KHAN: They're not operating, and the money is still coming in.

KHALID: So, Azmat, is this a story of corruption? I mean, what went wrong here?

KHAN: So the United States was put in a position, you know, with massive reconstruction goals, all of this money pouring in. To make many of these things possible, they partnered with people that they had teamed up with for counterterrorism purposes. Often, these were incredibly corrupt warlords who maybe had a militia or an army that they said was willing to take on the Taliban or al-Qaida. Keep in mind that the majority of this war over the last 20 years has probably been fought in about 30% of the country, these incredibly rural areas that are hard to reach. It's not Kabul where we get most of our news from. It's not major urban centers where we hear most of progress from. It's in these incredibly rural areas where people never saw the progress.

KHALID: So, Azmat, I want to ask you then about what we are seeing now in the news with the Taliban takeover, again, of Afghanistan. I think to many of our listeners, this comes as a surprise - right? - that this is a force that was ousted when the U.S. first went into Afghanistan 20 years ago, and here we've come full circle to the Taliban ruling Afghanistan yet again. And I'm curious if you can explain to us how that exactly happened. I mean, I look back - I recall there was some reporting, actually, in The Nation magazine, back in November of 2009, talking about how U.S. military contractors were paying protection money for their supply routes, money that ostensibly then went to the Taliban. It even prompted a congressional investigation. And again, that was 2009.

KHAN: Yes, that Nation cover story by Aram Roston, "How The U.S. Funds The Taliban," is an incredible expose of what was happening on the ground at massive levels. If you look back in recent years, you know, what has been happening over the last decade, you'll actually see that the Taliban was running shadow governments in most provinces of Afghanistan. And the only reason that the Afghan government was able to maintain its tenuous hold was through massive U.S. aerial support.

Now, we know, through the Afghanistan papers, through the work of the special inspector general for Afghanistan reconstruction, the number of Afghan forces that were claimed by U.S. officials were not true. But even then, something that's pretty undoubtable is that many Afghan forces were dying in this fight against the Taliban.
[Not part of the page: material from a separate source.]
PR #9992, opened 2022-02-11
pkgconfig: Include libdir in .pc files if referenced

thierryreding:
Some packages define variables in their .pc files and those variables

So if that many Afghan forces have died with the support of U.S. airpower, once Afghan forces know that that U.S. air power is not going to be assisting them, it means certain death, right?

Even though probably U.S. attention on Afghanistan was at its lowest in 2019, the U.S. dropped more bombs in Afghanistan in 2019 than in any previous year of the war, and that was having incredible civilian tolls. And that not only created space for ordinary civilians to just really desire this war to be over, but among some, it also helped the Taliban gain recruits. Some of its most recent recruits were people who lost family members and loved ones in that very intense scale and pace of bombing.

KHALID: So, Azmat, what explains why a war that you say was lost long ago has continued on for so long? You know, even recent polling has shown this month that a majority of Americans feel like the Afghan war was not worth fighting.

KHAN: Everyone knows that there are going to be political costs to withdrawing from Afghanistan. And I think really it was, you know, the Obama administration that kind of chose this middle ground. Let's scale back sending combat troops. And instead, let's really focus more on air power. And what that means is that, you know, this war now recedes from the American spotlight because when there are fewer American soldiers on the ground, you know, the American public doesn't really care. Unless American soldiers are dying, the American public does not follow its wars very closely. And so when you shift to that air war, you can continue this war at record pace, and yet the American public is less aware of it than ever before. And I think that's a large part of how so many were so caught off guard and felt so wronged in the sort of chaos unfolding in Kabul right now.

KHALID: That's Azmat Khan. She's an investigative reporter who writes for The New York Times Magazine. Azmat, thank you so much for speaking with us.